## Problem
The job is to find each line in the entries holding the string "TransmitFile" and copy that line.

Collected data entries
PR #356, opened 2026-09-14
Harden FileDownlinker.sanitize() against non-native path separators

Imshad18:
| | |
|:---|:---|
|**_Related Issue(s)_**| nasa/fprime#5963 |
|**_Documentation Included (y/n)_**| n (docstring updated; no user-facing doc change) |

---
## Change Description

`FileDownlinker.sanitize()` reduces the downlink destination to a bare filename instead of
replacing only `os.sep`:

```python
flattened = filename.replace("\\", "/")
base = posixpath.basename(posixpath.normpath(flattened))
base = base.replace(":", "_")
if base.strip(".") == "":
    return "_unnamed_downlink"
return base
```

Both `/` and `\` are treated as separators regardless of the host's `os.sep`; `:` is
replaced so it cannot reintroduce a drive specifier or an NTFS alternate data stream; and a
name consisting only of dots is replaced, since `os.path.join()` would otherwise resolve it
to the downlink directory itself or its parent.

## Rationale

Detail is in nasa/fprime#5963. In short: the current `filename.replace(os.sep, "_")` makes
the containment guarantee a property of the host platform rather than of the code. On POSIX
it is correct. Where `os.sep` is `\`, `/` survives sanitization while the path layer still
honours it, and an absolute destination causes `os.path.join()` to drop the base directory.

`destPath` comes from the downlink START packet, so it is chosen by the remote end, and
`TransmitFile.open()` adds no further validation (`Path(filepath).touch(exist_ok=True)` then
`open(..., "rb+")`).

fprime-gds declares only Unix/POSIX support, so **this is not reachable on a supported
platform today and is not being reported as a vulnerability.** This is a defence-in-depth
change so the boundary holds regardless of host, and does not silently weaken if platform
support ever widens. Behaviour on POSIX is unchanged: destinations still flatten into the
downlink directory.

Adds `test/fprime_gds/common/files/test_downlinker.py`: 19 destination paths, each asserted
twice — the expected sanitized name, and that `os.path.join()` of that name stays inside the
downlink directory under **both** `posixpath` and `ntpath`. The containment assertion is
made against both path flavours deliberately, so the guarantee no longer depends on which
platform CI runs on.

Verified locally: 38/38 new checks pass. The pre-existing suite is unchanged — 596 pass, and
the same 2 failures / 6 errors reproduce on a clean `devel` checkout in this environment
(WSL permission issues in `test_plugins.py` / `test_run_deployment.py`), so they are
unrelated to this change.

Worth reviewing: whether `_unnamed_downlink` is the preferred fallback name, and whether
flattening (rather than rejecting) a path-bearing destination is still the behaviour the
team wants.

## Future Work

None required for this change. If Windows ever becomes a supported platform for the GDS,
`TransmitFile.open()` and the `__log_dir` join in the same module would be worth a similar
pass.

---

Supersedes #355, which I opened without a linked issue or the PR template — my mistake.


thomas-bc:
See https://github.com/nasa/fprime/issues/5963

PR #3154, opened 2024-03-14
VNumber - a package for computing the v-number and v-function

EmanueleSgroi:
We provide a package to calculate the v-number of homogeneous ideals and the v-function of monomial ideals. The concept of v-number was introduced by Cooper et al. in

"S.M. Cooper, A. Seceleanu, S.O. Tohaneanu, M. Vaz Pinto, R.H. Villarreal. Generalized minimum distance functions and algebraic invariants of geramita ideals. Advances in Applied Mathematics, 112:101940, 2020".

We call v(I^k) the v-function of I, where I is a graded ideal of a graded polynomial ring S.

The package consists of several functions; the main functions are vNumberP, vNumber, vFunctionP and vFunction.


d-torrance (commented):
Thanks!

d-torrance:
> Hello @d-torrance, I noticed that the check related to autotools-macos-12-default was not successful, but I'm unsure what might have caused it. Could it be the VNumber package or something else? Thanks in advance!

It's totally unrelated -- don't worry about it!

EmanueleSgroi:
> > Hello @d-torrance, I noticed that the check related to autotools-macos-12-default was not successful, but I'm unsure what might have caused it. Could it be the VNumber package or something else? Thanks in advance!
> 
> It's totally unrelated -- don't worry about it!

Great, thank you!

DanGrayson:
Could you fix the build error?  Perhaps merge with the development branch and then push it up stream.

PR #3159, opened 2024-03-21
Update factory to 4.3.0 in autotools build

d-torrance:
We update the autotools build so that it used (a patched version of) factory 4.3.0 with FLINT 3 support, just like the cmake build.

I think this should fix the macOS autotools builds that are failing.  What's currently happening is that the homebrew factory isn't linked properly (it still depends on flint 3.0.1 even though it was built against flint 3.1.0 or something like that).  So even though we try to install factory from homewbrew in the GitHub builds, `pkg-config` isn't able to find it during `configure` and we try to build it from source.  But we were building an older version without support for FLINT 3 and the build was failing.

So until the homebrew package starts working, this should at least fix it so that we can build factory.


mahrud:
Isn't factory at 4.3.2 now?

d-torrance:
> Isn't factory at 4.3.2 now?

It is, but 4.3.0 is the latest version with a tarball hosted at https://www.singular.uni-kl.de/ftp/pub/Math/Factory.

> Also, the patch name was `4.3.0...dcca183` because it's the git diff between tag `Release-4.3.0` and commit `dcca183`. I think that's more informative. Right now brew adds the patch for `Release-4-3-0..151235c5`, which fixed flint compatibility issues.

I just kept the naming convention of the other patches in the `libraries` directory.  Another approach to documenting things like the git diff might be to add some metadata to the headers of patches.  I really like Debian's [patch tagging guidelines](https://dep-team.pages.debian.net/deps/dep3/), for example.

## Solved problem
`TransmitFile.open()` adds no further validation (`Path(filepath).touch(exist_ok=True)` then
`TransmitFile.open()` and the `__log_dir` join in the same module would be worth a similar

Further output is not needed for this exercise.